The dust mass derived here is more than thousand times larger than what is observed in debris discs and Kuiper belt-like structures found around older, 'Vega-like' stars, such as Beta Pictoris, Vega, Fomalhaut and HR 4796. The dust around these stars is thought to be produced by collisions of larger bodies. The dust mass observed around HD 97048 is similar to the mass invoked for the (undetected) parent bodies in the more evolved systems. HD 97048's disc is thus most likely a precursor of debris discs observed around older stars.

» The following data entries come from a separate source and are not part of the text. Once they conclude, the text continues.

PR #700, opened 2021-02-01
Make rust_cxx_bridge usable from other repositories

hlopko:
Currently the `rust_cxx_bridge.bzl` has to be copied to the main repository (and edited) if it is to be used from a different repository than cxx's own one in Bazel. After giving the cxx repo a name and using the label with the repository name the bzl file is now usable from outside as well.

Thanks! :)

### DIFF
--- a/WORKSPACE
+++ b/WORKSPACE
@@ -1,3 +1,5 @@
+workspace(name = "cxx.rs")
+
 load("@bazel_tools//tools/build_defs/repo:http.bzl", "http_archive")
 load("//tools/bazel:vendor.bzl", "vendor")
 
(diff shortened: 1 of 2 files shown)


WORKSPACE
```diff
@@ -1,3 +1,4 @@
+workspace(name = "cxx")
```
dtolnay, line 1: Is this workspace name expected to be globally unique in the downstream repo? `cxx` is sufficiently unique as the name of a Rust crate, but not necessarily as an identifier in a multi language codebase. Would it be idiomatic to use e.g. `cxx.rs`?

hlopko: I like `cxx.rs`, great idea! PTAL :)

dtolnay (approved):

"From the structure of the disc, we infer that planetary embryos may be present in the inner part of the disc," said Lagage. "We are planning follow-up observations at higher angular resolution with ESO's VLT interferometer in order to probe these regions.‚"

Notes

[1] VISIR - the VLT Imager and Spectrometer for the InfraRed - is a complex multi-mode instrument designed to operate in the 10 and 20 microns atmospheric windows, i.e. at wavelengths up to about 40 times longer than visible light and to provide images as well as spectra at a wide range of resolving power up to ~ 30 000. It can sample images down to the diffraction limit of the 8.2-m Melipal telescope (0.3 arcsec at 10 microns wavelength, i.e. corresponding to a resolution of 500 m on the Moon). VISIR was built by CEA/DSM/DAPNIA, Saclay, France, with Pierre-Olivier Lagage as the Principal Investigator (PI), and the Netherlands Foundation for Research in Astronomy/ASTRON (Dwingeloo, The Netherlands) with Jan-Willem Pel from Groningen University as Co-PI for the spectrometer. For more information, see ESO PR 13/04.

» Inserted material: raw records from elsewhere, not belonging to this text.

PR #704, opened 2021-02-07
Re-export cc's parallel feature for cxx-build

edsrzf:
This allows building in parallel when the feature is enabled.

I wanted to try cxx-build with a fairly large code base and am hoping this will speed up the build. I may end up resorting to some other tool/configuration, but I can't see any reason not to try this first.


dtolnay (approved):
Thanks!

PR #717, opened 2021-02-15
Include license files in flags crate

khardix:
Other crates in this repo already include them, and it is a requirement (or at least a strong suggestion) for packaging it into Fedora.


dtolnay (approved):
Thanks!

[2] By comparison, the Sun is about 4.6 billion years old. Translated to a human timescale, these young stars would be just 3 days old, compared to the Sun's 40 years.

Henri Boffin | alfa
Further information:
http://www.eso.org/outreach/press-rel/pr-2006/pr-36-06.html

More articles from Physics and Astronomy:

nachricht Shape matters when light meets atom
05.12.2016 | Centre for Quantum Technologies at the National University of Singapore

nachricht Climate cycles may explain how running water carved Mars' surface features
02.12.2016 | Penn State

All articles from Physics and Astronomy >>>

The most recent press releases about innovation >>>

Die letzten 5 Focus-News des innovations-reports im Überblick:

Im Focus: Shape matters when light meets atom

Mapping the interaction of a single atom with a single photon may inform design of quantum devices

Have you ever wondered how you see the world? Vision is about photons of light, which are packets of energy, interacting with the atoms or molecules in what...

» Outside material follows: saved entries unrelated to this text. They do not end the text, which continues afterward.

Issue #592, opened 2020-12-23
char is not supported as function argument


alexeyr:
```
  error[cxxbridge]: unsupported type: char
     ┌─ tokenizers-cpp/pre_tokenizers.rs:56:52
     │
  56 │         fn char_delimiter_pre_tokenizer(delimiter: char) -> Box<PreTokenizer>;
     │                                                    ^^^^ unsupported type
```
Is the reason that some `u32` values are not valid `char`s? If so, this could be specified in the error message.

alexeyr:
It seems consistent with `rust::Str`/`String` to add the class `rust::Char` with `Char(char32_t)` constructor throwing exception on an invalid value and an implicit `operator char32_t()`.

david-cattermole:
Hello @alexeyr,

I don't think `char` is supported, but I think you'd want `std::os::raw::c_char` instead.
I think that will get translated into a char in C++ (although I haven't done it myself, yet).

I personally find looking at the cxx tests to be very helpful when looking for tested data type combinations.
https://github.com/dtolnay/cxx/blob/master/tests/ffi/lib.rs

alexeyr:
@david-cattermole I was interested in going the other way around, wrapping Rust code using `char` (and expecting it to translate to `char32_t`).

kraktus:
I would also be interested in having support for `char`

kraktus:
[cbdingen](https://github.com/eqrion/cbindgen/blob/master/docs.md) for instance support chars and use `char => uint32_t` conversion for the rust -> cpp side. For the cpp -> rust I think the simple fix of converting to char via `char::from_u32(uint32_t).expect("Valid char")` would enough for a first implementation.

PR #725, opened 2021-02-20
Add CxxChar to bind to C++ char32_t type

edsrzf:
This makes it possible to implement functions in Rust that accept a `char32_t`. The `CxxChar` type is necessary because C++ does not guarantee that `char32_t` contains a valid Unicode scalar value.

There is not yet a way for C++ code to create a Rust `char`.

I'll update the docs after getting feedback on the design and implementation.

Partly addresses #592.

### DIFF
--- a/src/lib.rs
+++ b/src/lib.rs
@@ -399,6 +399,8 @@ extern crate std;
 #[macro_use]
 mod macros;
 
+#[path = "cxx_char.rs"]
+mod char;
 mod exception;
 mod extern_type;
 mod function;
@@ -420,6 +422,7 @@ mod unwind;
 pub mod vector;
 mod weak_ptr;
 
+pub use crate::char::CxxChar;
 pub use crate::exception::Exception;
 pub use crate::extern_type::{kind, ExternType};
 pub use crate::shared_ptr::SharedPtr;
@@ -429,6 +432,13 @@ pub use crate::unique_ptr::UniquePtr;
 pub use crate::vector::CxxVector;
 pub use crate::weak_ptr::WeakPtr;
 pub use cxxbridge_macro::bridge;
+
+/// Synonym for `CxxChar`.
+///
+/// To avoid confusion with Rust's built-in char type you probably
+/// shouldn't import this type with `use`. Instead, write `cxx::Char`, or
+/// import and use `CxxChar`.
+pub type Char = CxxChar;
 
 /// Synonym for `CxxString`.
 ///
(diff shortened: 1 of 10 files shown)


src/lib.rs
```diff
@@ -430,6 +433,13 @@ pub use crate::vector::CxxVector;
 pub use crate::weak_ptr::WeakPtr;
 pub use cxxbridge_macro::bridge;
 
+/// Synonym for `CxxChar`.
+///
+/// To avoid confusion with Rust's built-in char type you probably
+/// shouldn't import this type with `use`. Instead, write `cxx::Char`, or
+/// import and use `CxxChar`.
+pub type Char = CxxChar;
```
edsrzf, line 441: I wasn't entirely sure of the reason for these aliases, so just following the existing pattern. 🤷‍♂️

dtolnay (commented):
Thanks for the PR! This implementation looks good. However I wonder if it's necessary to have a repr(transparent) newtype wrapper, or if we could use just `u32` as the type on the Rust side? Do you have a use case where providing a wrapper type is important?

edsrzf:
The problem with using straight `u32` for the C++ declaration is that if we do this:

```rust
fn rust_fn(ch: u32) {}

#[cxx::bridge]
pub mod ffi {
    extern "Rust" {
        fn rust_fn(ch: u32);
    }
}
```

...then the generated C++ declaration will look something like this:

```c++
void rust_fn(::std::uint32_t ch) noexcept;
```

...and uint32_t and char32_t are distinct C++ types, mangled differently. ([Reference link](https://itanium-cxx-abi.github.io/cxx-abi/abi.html#mangling-builtin) for the IA64 ABI followed by gcc and clang.)

It's not specifically important to me to provide a wrapper type, but it is important to me to be able to generate C++ function signatures compatible with `char32_t`. If there's a better way to accomplish this, then I'm all ears.

dtolnay (changes requested):
Okay in that case I would ask that there not be a newtype wrapper. `char32_t` in the bridge should use `u32` in Rust and `::std::char32_t` in C++. You can also provide a type alias for `u32` as something like `cxx::num::char32_t` for downstream code to use if they choose.

edsrzf:
So just to be clear, would you expect to be able to write:

```rust
fn rust_fn(ch: u32) {}

#[cxx::bridge]
pub mod ffi {
    extern "Rust" {
        fn rust_fn(ch: char32_t);
    }
}
```

...and then generate a C++ declaration using `char32_t`?

dtolnay:
Right. That is how the standard library and libc do C integer types.

https://doc.rust-lang.org/1.50.0/std/os/raw/index.html
https://docs.rs/libc/0.2.91/libc/#types

Canonically the rust_fn implementation would be written using cxx::num::char32_t though.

Im Focus: Novel silicon etching technique crafts 3-D gradient refractive index micro-optics

A multi-institutional research collaboration has created a novel approach for fabricating three-dimensional micro-optics through the shape-defined formation of porous silicon (PSi), with broad impacts in integrated optoelectronics, imaging, and photovoltaics.

Working with colleagues at Stanford and The Dow Chemical Company, researchers at the University of Illinois at Urbana-Champaign fabricated 3-D birefringent...

Im Focus: Quantum Particles Form Droplets

In experiments with magnetic atoms conducted at extremely low temperatures, scientists have demonstrated a unique phase of matter: The atoms form a new type of quantum liquid or quantum droplet state. These so called quantum droplets may preserve their form in absence of external confinement because of quantum effects. The joint team of experimental physicists from Innsbruck and theoretical physicists from Hannover report on their findings in the journal Physical Review X.

“Our Quantum droplets are in the gas phase but they still drop like a rock,” explains experimental physicist Francesca Ferlaino when talking about the...

Im Focus: MADMAX: Max Planck Institute for Physics takes up axion research

The Max Planck Institute for Physics (MPP) is opening up a new research field. A workshop from November 21 - 22, 2016 will mark the start of activities for an innovative axion experiment. Axions are still only purely hypothetical particles. Their detection could solve two fundamental problems in particle physics: What dark matter consists of and why it has not yet been possible to directly observe a CP violation for the strong interaction.

The “MADMAX” project is the MPP’s commitment to axion research. Axions are so far only a theoretical prediction and are difficult to detect: on the one hand,...

Im Focus: Molecules change shape when wet

Broadband rotational spectroscopy unravels structural reshaping of isolated molecules in the gas phase to accommodate water

In two recent publications in the Journal of Chemical Physics and in the Journal of Physical Chemistry Letters, researchers around Melanie Schnell from the Max...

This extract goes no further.